Okay. So just a couple of down somewhat. We are not really breaking out wholesale retail split anymore. We have been predominately incrementally retail for quite a while now. And I don't think we are going to give a lot. And I think we have talked before in the 70% plus range of being retail to wholesale adds. Somewhere along that range. We are not going to continue to disclose that. Well, we have talked about is and I think Shawn can add to this, because we talk about steadily growing ARPU and steadily declining SAC. We are think, even the last time we talked about SAC, it was below our $700 target. So that's declined. I think Shawn, would you like to maybe give a little about the detail that we are describing in our Qs and add on to that?
Yes, I think that as Mark mentioned, the SAC has continued to decrease and we look to quarter-over-quarter, this quarter represented another decrease. So we are quite a bit below the $700 range of that target that we gave when we started out.
This is Rick. Almost 100% of that blue area that Mark talked about as expense is from retail.
Yes. Correct. Mike Crawford - B. Riley & Co.: Okay. Thank you. Just one more, switching gears. So you have got with new Ku/Ka terminal you have demonstrated for, say, government users. You have your new NSA certified terminal that also enables some roaming and then you also have been developing a modem or terminal with broader roaming commercial capabilities. When are these initiatives going to be available to be put into network?

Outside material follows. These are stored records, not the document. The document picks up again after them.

PR #7147, opened 2026-08-11
fix: paginate ListNotCompletedDeployments in legacy piped

### LINKED ISSUE #1937: Call ListNotCompletedDeployments itervally until all required deployments are fetched.

Goyamjain06:
## What this PR does

Updates the legacy `piped` deployment store to follow the pagination cursor returned by `ListNotCompletedDeployments`.

Previously, `sync()` fetched only the first page and ignored the returned cursor. It now continues fetching until the cursor is empty, ensuring all pending/planned/running deployments are included.

## Changes

- Update `pkg/app/piped/apistore/deploymentstore/store.go` to paginate `ListNotCompletedDeployments` using `resp.Cursor`.
- Add `store_test.go` with coverage for:
  - empty responses
  - deployment status classification
  - multi-page pagination
  - 3+ page pagination
  - `ROLLING_BACK` classification
  - errors during pagination
- Fix the server-side pagination contract in `pkg/datastore/deploymentstore.go` (see the Update section below).

## Tests

- `go test ./pkg/app/piped/apistore/deploymentstore/...` — pass
- `go test ./pkg/datastore/... ./pkg/app/pipedv1/apistore/deploymentstore/... ./pkg/app/server/grpcapi/...` — pass (incl. `-race`)
- `go vet ./pkg/app/piped/apistore/deploymentstore/...` — pass
- `make check` — Go build and web build pass. The golangci-lint step is blocked by the pinned lint image using Go 1.25.0 while the repository requires Go 1.26.2.

## Update: fixing the server-side pagination contract

Review feedback correctly pointed out that following the cursor is unsafe against the current server. `PipedAPI.ListNotCompletedDeployments` builds its datastore query with no `Orders` set. In that case `deploymentStore.List` was still asking the iterator for a cursor, and `Iterator.Cursor()` base64-encodes an empty ordering-key map to a *non-empty* string (`"e30="`). So the first page always came back with a non-empty cursor, the new client loop issued a second request carrying it, and both the Firestore and MySQL backends reject that with `opts.Cursor also requires Orders to be set` — meaning every sync tick would fail for any piped with at least one active deployment.

Rather than introduce an ordering plus a new `PipedId` composite Firestore index (a much larger change that is hard to verify without a live datastore), this fixes the contract at the source: `deploymentStore.List` now returns an empty cursor whenever the query has no `Orders`. Ordered, paginated callers (`WebAPI` / `API` `ListDeployments`) always set `Orders`, so their behaviour is unchanged. Unordered callers — `ListNotCompletedDeployments`, the inner lookup in `ListDeploymentTraces`, and the deployment-chain updater — already discard the cursor and receive the full result set in a single call.

The same loop was added to the pipedv1 deployment store in #6727 against this same unchanged handler, so this fix also removes a latent break there. A regression test is included on the v1 store.

### Additional changes

- `pkg/datastore/deploymentstore.go`: return an empty cursor for unordered `List` queries.
- `pkg/datastore/deploymentstore_test.go`: cover the unordered case (no cursor, `Iterator.Cursor()` not called) and the ordered case (cursor passed through).
- `store_test.go` (v0 and v1): the fake API client now records each request's cursor, and the table tests assert the full `"" -> "page2" -> "page3"` threading.

Fixes #1937

### DIFF
--- a/pkg/app/piped/apistore/deploymentstore/store.go
+++ b/pkg/app/piped/apistore/deploymentstore/store.go
@@ -103,23 +103,30 @@ func (s *store) Lister() Lister {
 }
 
 func (s *store) sync(ctx context.Context) error {
-	// TODO: Call ListNotCompletedDeployments itervally until all required deployments are fetched.
-	resp, err := s.apiClient.ListNotCompletedDeployments(ctx, &pipedservice.ListNotCompletedDeploymentsRequest{})
-	if err != nil {
-		s.logger.Error("failed to list unhandled deployment", zap.Error(err))
-		return err
-	}
-
 	var pendings, planneds, runnings []*model.Deployment
-	for _, d := range resp.Deployments {
-		switch d.Status {
-		case model.DeploymentStatus_DEPLOYMENT_PENDING:
-			pendings = append(pendings, d)
-		case model.DeploymentStatus_DEPLOYMENT_PLANNED:
-			planneds = append(planneds, d)
-		case model.DeploymentStatus_DEPLOYMENT_RUNNING, model.DeploymentStatus_DEPLOYMENT_ROLLING_BACK:
-			runnings = append(runnings, d)
+	cursor := ""
+	for {
+		resp, err := s.apiClient.ListNotCompletedDeployments(ctx, &pipedservice.ListNotCompletedDeploymentsRequest{
+			Cursor: cursor,
+		})
+		if err != nil {
+			s.logger.Error("failed to list unhandled deployment", zap.Error(err))
+			return err
 		}
+		for _, d := range resp.Deployments {
+			switch d.Status {
+			case model.DeploymentStatus_DEPLOYMENT_PENDING:
+				pendings = append(pendings, d)
+			case model.DeploymentStatus_DEPLOYMENT_PLANNED:
+				planneds = append(planneds, d)
+			case model.DeploymentStatus_DEPLOYMENT_RUNNING, model.DeploymentStatus_DEPLOYMENT_ROLLING_BACK:
+				runnings = append(runnings, d)
+			}
+		}
+		if resp.Cursor == "" {
+			break
+		}
+		cursor = resp.Cursor
 	}
 
 	headDeployments := make(map[string]*model.Deployment)
--- a/pkg/app/piped/apistore/deploymentstore/store.go
+++ b/pkg/app/piped/apistore/deploymentstore/store.go
@@ -123,6 +123,12 @@ func (s *store) sync(ctx context.Context) error {
 				runnings = append(runnings, d)
 			}
 		}
+		// Safety guard against a misbehaving server: if a page carries no
+		// deployments, stop paging even when a non-empty cursor is returned.
+		// Without this, such a response would spin this loop forever.
+		if len(resp.Deployments) == 0 {
+			break
+		}
 		if resp.Cursor == "" {
 			break
 		}
--- a/pkg/app/piped/apistore/deploymentstore/store_test.go
+++ b/pkg/app/piped/apistore/deploymentstore/store_test.go
@@ -36,14 +36,20 @@ import (
 // If err is set, it is returned instead of a page on the call index
 // identified by errAt (0-based), letting a test simulate a failure that
 // happens partway through pagination rather than on the very first call.
+//
+// gotCursors records the Cursor field of every request received, in order,
+// so tests can assert that each response cursor is threaded into the next
+// request ("" -> "page2" -> "page3").
 type fakeAPIClient struct {
-	pages []*pipedservice.ListNotCompletedDeploymentsResponse
-	call  int
-	err   error
-	errAt int
+	pages      []*pipedservice.ListNotCompletedDeploymentsResponse
+	call       int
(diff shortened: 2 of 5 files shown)


Goyamjain06:
Hi maintainers, just checking in on this one. All checks are passing and it's ready for review whenever you get a chance — no rush at all. Happy to make any changes if needed!

pkg/app/piped/apistore/deploymentstore/store_test.go
```diff
@@ -0,0 +1,184 @@
...
+				"app-4": rollingBack,
+			},
+		},
+		// Three pages forces at least two follow-up requests, which a
+		// "call once more if the first cursor is non-empty" shortcut
+		// would not satisfy — only a genuine loop passes this case.
+		{
+			name: "paginates_across_three_or_more_pages",
+			pages: []*pipedservice.ListNotCompletedDeploymentsResponse{
+				{Deployments: []*model.Deployment{pending}, Cursor: "page2"},
```
vanshika2720, line 150: Could we assert the request cursor in these tests? The fake currently ignores req.Cursor, so the tests don't verify that each response cursor is actually passed to the next request ("" → "page2" → "page3").

pkg/app/piped/apistore/deploymentstore/store.go
```diff
@@ -103,23 +103,30 @@ func (s *store) Lister() Lister {
...
-		case model.DeploymentStatus_DEPLOYMENT_PENDING:
-			pendings = append(pendings, d)
-		case model.DeploymentStatus_DEPLOYMENT_PLANNED:
-			planneds = append(planneds, d)
-		case model.DeploymentStatus_DEPLOYMENT_RUNNING, model.DeploymentStatus_DEPLOYMENT_ROLLING_BACK:
-			runnings = append(runnings, d)
+	cursor := ""
+	for {
+		resp, err := s.apiClient.ListNotCompletedDeployments(ctx, &pipedservice.ListNotCompletedDeploymentsRequest{
+			Cursor: cursor,
```
vanshika2720, line 110: This pagination assumes the server returns a cursor that can be passed back to this RPC, but ListNotCompletedDeployments currently doesn't set Orders/Limit on the datastore request. This can produce a non-empty cursor that fails on the next request with opts.Cursor also requires Orders to be set. Could we fix the server-side pagination contract before adding the client loop here?

pkg/app/piped/apistore/deploymentstore/store_test.go
Goyamjain06: Good call — done. `fakeAPIClient` now records `req.Cursor` on every call, and each table case carries a `wantCursors` slice the test asserts against, so the `"" -> "page2" -> "page3"` threading is verified explicitly (and the mid-pagination error case checks that `page2` is still forwarded to the failing request). Applied the same change to the pipedv1 store test. Thanks for the catch!

pkg/app/piped/apistore/deploymentstore/store.go
Goyamjain06: You're right, thank you for catching this. `ListNotCompletedDeployments` builds its query with no `Orders`, and in that case `deploymentStore.List` was still returning a cursor — `Iterator.Cursor()` encodes an empty ordering-key map to `"e30="`, which is non-empty — so the follow-up request hit the `opts.Cursor also requires Orders to be set` check in both the Firestore and MySQL backends.

I've fixed it at the source: `deploymentStore.List` now returns an empty cursor when the query has no `Orders`. Ordered, paginated callers (`ListDeployments`) are unaffected since they always set `Orders`; unordered callers get the whole result set in one call, which is what this RPC already relied on. I went this route rather than adding an ordering plus a new `PipedId` composite Firestore index, which would be a much larger and harder-to-verify change. Full write-up is in the PR description's Update section.

Note the same loop landed for pipedv1 in #6727 against this same handler, so this also fixes a latent break there — I've added a regression test on the v1 store.

pkg/app/piped/apistore/deploymentstore/store.go
```diff
@@ -103,23 +103,30 @@ func (s *store) Lister() Lister {
...
+				planneds = append(planneds, d)
+			case model.DeploymentStatus_DEPLOYMENT_RUNNING, model.DeploymentStatus_DEPLOYMENT_ROLLING_BACK:
+				runnings = append(runnings, d)
+			}
+		}
+		if resp.Cursor == "" {
+			break
 		}
+		cursor = resp.Cursor
 	}
```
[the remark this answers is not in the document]
Goyamjain06: Good catch, thanks! You're right — the loop only inspected the cursor, so a server bug that returned an empty page with a non-empty cursor would spin forever. I've added a safety guard that breaks out as soon as a page comes back with zero deployments, regardless of the cursor value. I also added a test case (`stops_on_empty_page_with_non_empty_cursor`) that reproduces exactly that scenario and asserts the bogus cursor is never threaded into a follow-up request.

Okay. So the main thing we talked about this Ku/Ka terminal is, think of it as both for government and commercial. And one, just to clarify, I am going to describe two different extreme value propositions. One value proposition would be, think of some company that advertises themselves as we are global. We may not have the absolute best coverage in every region but we have coverage everywhere. Okay. That would be one extreme. And the value proposition is coverage everywhere. And then another one, and this is the one, for instance that a regional airline like JetBlue finds attractive, as we have very, very attractive (inaudible) at a very attractive coverage in the U.S. market, which is much, much better than you would get on a purely global solution. And separately from that, we also tell people that we today support several hundred aircraft on a Ku band network that goes all around the world. That's primarily business jets and government aircraft, but not commercial aircraft. So this combination Ku/Ka basically allows us to stitch together both value propositions that we can provide, the best in a particular region coverage area and we can provide global. And for a lot of government aircraft, but also for a lot of long-haul aircraft, commercial aircraft, that's a really valuable proposition. So we will be able to ship production versions of that terminal next year. We have done tests flights, as I mentioned, on a Boeing 757 and we have shown test data to a bunch of different government customers, especially. But we are also making that available to commercial customers. And what we showed is that we can switch dynamically where we use different networks on Ka band or Ku band or on different types of Ka, Ku band satellites and we actually can integrate even other people's network standards as well. So that's the point of this. And we think it is going to have pretty good payoff in both markets, government and commercial. Mike Crawford - B. Riley & Co.: Okay. Thank you. And then a final question. Can you comment on status or thoughts of getting someone else interested in taking you up on the ViaSat-2 architect type system?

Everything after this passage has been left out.